Nano brings in colour
Another interesting possibility in terms of cabin decor is exploring nanopigments, and even nanostructures, which require no pigments but control refraction to create unique polychromatic surfaces that would change colour in response to changes in the light source.
“The Morpho butterfly’s blue colour is not a pigment, it is a structure. That’s an example of a nanostructure creating a color based on the mechanical nanostructure,” she explains. “There are examples of where you can develop structures that will give you a colour, but you have to adjust the wavelength of light based on the structure.”
This same ability to manipulate light can be applied to windows – not just for dimmable displays, but for windows that help better regulate cabin temperature.
“We’re already seeing the use of electrochromic materials for windows, using the application of an electric voltage for infrared and heat blocking instead of window shades. There are concepts that have a thin nano-crystalline layer. Potential changes to the structure of that layer would make it transparent or opaque,” Friederdorf says. “Nanostructures give you flexibility in letting through different wavelengths of light. In winter, you might want rays that give you heat as well as light, and in the summer you might want the light without the heat. The technology is advanced enough that you could buy it, but it’s probably not something that we could all afford in our homes.”
Nano makes cabins clever
Nanotechnology could also make cabin interiors smart, by being applied in embedded biometric sensors. Biometric sensors are already being embedded into the fabrics of high-end athletic clothing, and Friederdorf believes they might be used to fight the negative effects of sitting or lying in aircraft seats over a prolonged period.

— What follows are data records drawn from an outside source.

PR #799, opened 2022-09-14
JAX Backend

DBraun:
I've been using this backend in several toy experiments with JAX. Before I polish and publish those experiments, I want to start the discussion of a PR for just the backend. I don't think anything here is broken, but I would welcome suggestions especially on `instructions_compiler.cpp`. The goal there was to build text like `return state, jnp.stack([_result0, _result1, _result2])`. Getting the PR merged soon would also help me get JAX integrated into DawDreamer.

Tagging @khiner in case you're interested too!

PR #800, opened 2022-09-14
JAX Backend

DBraun:
Rebased version of https://github.com/grame-cncm/faust/pull/799


compiler/generator/instructions_compiler_jax.cpp
```diff
@@ -0,0 +1,320 @@
...
+            return generateCacheCode(sig, InstBuilder::genLoadArrayStructVar(vname, ridx2));
+        }
+    }
+}
+
+
+/**
+ * Generate code for a projection of a group of mutually recursive definitions
+ */
+ValueInst* InstructionsCompilerJAX::generateRecProj(Tree sig, Tree r, int i)
```
sletz, line 87: Is this method JAX specific ? Seems not, then it should not be here right ?

compiler/generator/instructions_compiler_jax.cpp
```diff
@@ -0,0 +1,320 @@
...
+    } else {
+        res = InstBuilder::genNullValueInst();  // Result not used
+    }
+    return res;
+}
+
+/**
+ * Generate code for a group of mutually recursive definitions
+ */
+ValueInst* InstructionsCompilerJAX::generateRec(Tree sig, Tree var, Tree le, int index)
```
sletz, line 106: Is this method JAX specific ? Seems not, then it should not be here right ?

compiler/generator/instructions_compiler_jax.cpp
DBraun: Correct, removed in latest.

compiler/generator/instructions_compiler_jax.cpp
DBraun: Correct, removed in latest.

DBraun:
There are some related things I'll have to do.

compiler/generator/jax/jax_code_container.cpp
```diff
@@ -0,0 +1,411 @@
...
+        for (const auto& it : fGlobalDeclarationInstructions->fCode) {
+            if (dynamic_cast<DeclareVarInst*>(it)) {
+                it->accept(&initializer);
+            }
+        }
+        tab(n + 2, *fOut);
+        *fOut << "# inline subcontainers:";
+        tab(n + 2, *fOut);
+        gGlobal->gJAXVisitor->Tab(n + 2);
+        inlineSubcontainersFunCalls(fStaticInitInstructions)->accept(gGlobal->gJAXVisitor);
```
DBraun, line 182: I'm testing `import("stdfaust.lib"); process = os.osc(440.);`

At this point I get code like
```python
# inline subcontainers:
l0_re0 = 0
while (l0 < 2):
	state["iVec0"]  = state["iVec0"].at[l0].set(0) 
	l0 = (l0 + 1) 
```
but `l0_re0` should be `l0` and I haven't figured out how to fix it.

compiler/generator/instructions_compiler_jax.cpp
```diff
@@ -0,0 +1,194 @@
...
+            pushComputeDSPMethod(InstBuilder::genDecStackVar(vname, InstBuilder::genBasicTyped(ctype), exp));
+        } else {
+            pushPreComputeDSPMethod(InstBuilder::genDecStackVar(vname, InstBuilder::genBasicTyped(ctype),
+                                                                InstBuilder::genTypedZero(ctype)));
+            pushComputeDSPMethod(InstBuilder::genControlInst(ccs, InstBuilder::genStoreStackVar(vname, exp)));
+        }
+
+    } else if (mxd < gGlobal->gMaxCopyDelay) {
+        // Generates table init
+        pushClearMethod(generateInitArray(vname, ctype, mxd + 1));
```
DBraun, line 63: generateInitArray is what's generating `l0_re0` instead of `l0`

DBraun:
I don't think there bugs now, but it's missing a feature I'd like. The feature would be to avoid using static tables when possible. This would speed up JAX compilation time immensely and improve the gradient differentiation with JAX.

This code
```faust
import("stdfaust.lib");
process = os.osc(440.);
```
ends up creating this Python (some parts excluded here):
```python
def classInit(self, state):
	# global declarations:
	state["fRec1"] = jnp.zeros((2,), dtype=jnp.float32)
	state["iVec0"] = jnp.zeros((2,), dtype=jnp.int32)
	state["iRec0"] = jnp.zeros((2,), dtype=jnp.int32)
	state["ftbl0MyDSPSIG0"] = jnp.zeros((65536,), dtype=jnp.float32)
	# inline subcontainers:	
	for i1 in range(0, 65535):
		state["iVec0"] = state["iVec0"].at[0].set(1) 
		state["iRec0"] = state["iRec0"].at[0].set(((state["iVec0"][1] + state["iRec0"][1]) % 65536)) 
		state["ftbl0MyDSPSIG0"]  = state["ftbl0MyDSPSIG0"].at[i1].set(jnp.sin((9.58738e-05 * (state["iRec0"][0])))) 
		state["iVec0"] = jnp.roll(state["iVec0"], 1) 
		state["iRec0"] = jnp.roll(state["iRec0"], 1) 

@staticmethod
def tick(state: dict, inputs: jnp.array):
		
	state["fRec1"] = state["fRec1"].at[0].set((state["fConst0"] + (state["fRec1"][1] - jnp.floor((state["fConst0"] + state["fRec1"][1]))))) 
	_result0 = state["ftbl0MyDSPSIG0"][jnp.int32((65536.0 * state["fRec1"][0]))] 
	state["fRec1"] = jnp.roll(state["fRec1"], 1) 
	return state, jnp.stack([_result0]) 
```

It turns out that the `for i1 in range(0, 65535)` takes over a minute to compile because those operations are slow for JAX. It would be better to just compute jnp.sin on the fly in the tick function.

DBraun:
What I said above can be put on hold because one can just code an oscillator that doesn't use rdtable. I copied from the Box Tutorial:
```faust
import("stdfaust.lib");
process = osc(f1), osc(f2)
with {
    decimalpart(x) = x-int(x);
    phasor(f) = f/ma.SR : (+ : decimalpart) ~ _;
    osc(f) = sin(2 * ma.PI * phasor(f));
    f1 = vslider("Freq1", 300, 100, 2000, 0.01);
    f2 = vslider("Freq2", 500, 100, 2000, 0.01);
};
```
And that compiles quickly. But if something else in faustlibraries calls os.osc, then I would want a way to use a non-rdtable version.

DBraun:
I have some tests here: https://gist.github.com/DBraun/556024cb51ecc7416cc7c9509c7a5259

`python -m pytest -v test_jax_backend.py`

They all pass, but I would need to add a python continuous integration thing to the faust repo.

DBraun:
Should I add a Python installer and test to Ubuntu (https://github.com/grame-cncm/faust/blob/master-dev/.github/workflows/ubuntu.yml)? It should be easy to install JAX on Ubuntu.

sletz:
What are the [jax-tests](https://github.com/DBraun/faust/tree/jax-backend-2/tests/jax-tests) actually testing ?

DBraun:
Every function that starts with “test” inside test_jax_backend.py would be run. Each of those functions has some Faust code that gets converted to JAX, built with the JAX minimal.py architecture, and run. So it tests that the JAX backend works and that the JAX code doesn’t throw errors.

sletz:
Backends are tested in the tests/impulse-teste infrastructures (so not at each commit). How complex would it be to move the JACK backend tests here?

DBraun:
It would be easy to change the relative paths in test_jax_backend.py. So would you suggest moving the jax-tests to tests/interp-tests/jax-texts?

DBraun:
The current progress:

Two files don't compile:

`osc_enable.dsp` doesn't work because it results in code with `if` statements inside its one-sample block.

```python
if (iTemp1 != 0):
    fTemp3 = (fTemp0 * fTemp2) 
```

Any tips for generating code that doesn't do this? I can imagine getting similar results if the visitor went through `visit(Select2Inst* inst)`

The other file that doesn't compile is `bs.dsp`. I could eventually get this working, but it's kind of low priority in my opinion.

If I set the `filesCompare` precision to 2, ignoring `bs.dsp` and `osc_enable.dsp`, all the tests pass. There are some examples which don't pass low precision differences, such as `carre_volterra.dsp`:
```
/Applications/Xcode.app/Contents/Developer/usr/bin/make -f Make.jax outdir=jax/double   FAUSTOPTIONS="-I dsp -double"
python3  ir/jax/double/jax_carre_volterra.py > ir/jax/double/carre_volterra.ir
./filesCompare ir/jax/double/carre_volterra.ir reference/carre_volterra.ir 1e-4       
Line : 2632 output : 0 sample1 : 0.090985 different from sample2 : 0.091085 delta : 0.0001
Line : 2633 output : 0 sample1 : 0.056059 different from sample2 : 0.056159 delta : 0.0001
Line : 2681 output : 0 sample1 : -0.125745 different from sample2 : -0.125846 delta : 0.000101
Line : 2682 output : 0 sample1 : -0.091029 different from sample2 : -0.091131 delta : 0.000102
Line : 2683 output : 0 sample1 : -0.056184 different from sample2 : -0.056285 delta : 0.000101
Line : 2684 output : 0 sample1 : -0.021322 different from sample2 : -0.021424 delta : 0.000102
Line : 2685 output : 0 sample1 : 0.013448 different from sample2 : 0.013347 delta : 0.000101
Line : 2686 output : 0 sample1 : 0.048029 different from sample2 : 0.047928 delta : 0.000101
Line : 2687 output : 0 sample1 : 0.082328 different from sample2 : 0.082228 delta : 0.0001
Line : 2731 output : 0 sample1 : 0.125626 different from sample2 : 0.125727 delta : 0.000101
Line : 2732 output : 0 sample1 : 0.090992 different from sample2 : 0.091094 delta : 0.000102
Line : 2733 output : 0 sample1 : 0.056222 different from sample2 : 0.056325 delta : 0.000103
```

“I can envision a seat that has embedded sensors that can change seat settings on a finer scale. The sensors could detect temperature or your comfort level by whatever measure you want to measure,” she says. “I can see there being sensors embedded in the seat that might enable you to reinvent comfort. Maybe there’s a way to adjust the seat so that it’s more comfortable for the individual. You could imagine having some sort of actuator that could essentially blow the cushion up a little bit more, to change the level of comfort.”
Nano armour
Tomorrow’s aerospace nanomaterials might also be organic and biodegradable. “One of my favourite materials is cellulosic nano-materials,” Friederdorf says. “They can be made out of waste wood, or different plant materials. What’s interesting is that they have a very high strength, but are lightweight. They are similar to what you hear about with carbon nanotube-based composites, but are nanocellulose. They also have interesting optical properties. They are doing things like looking at high-strength and transparent armour, for lightweight bulletproof windows. They are being explored for a number of applications.”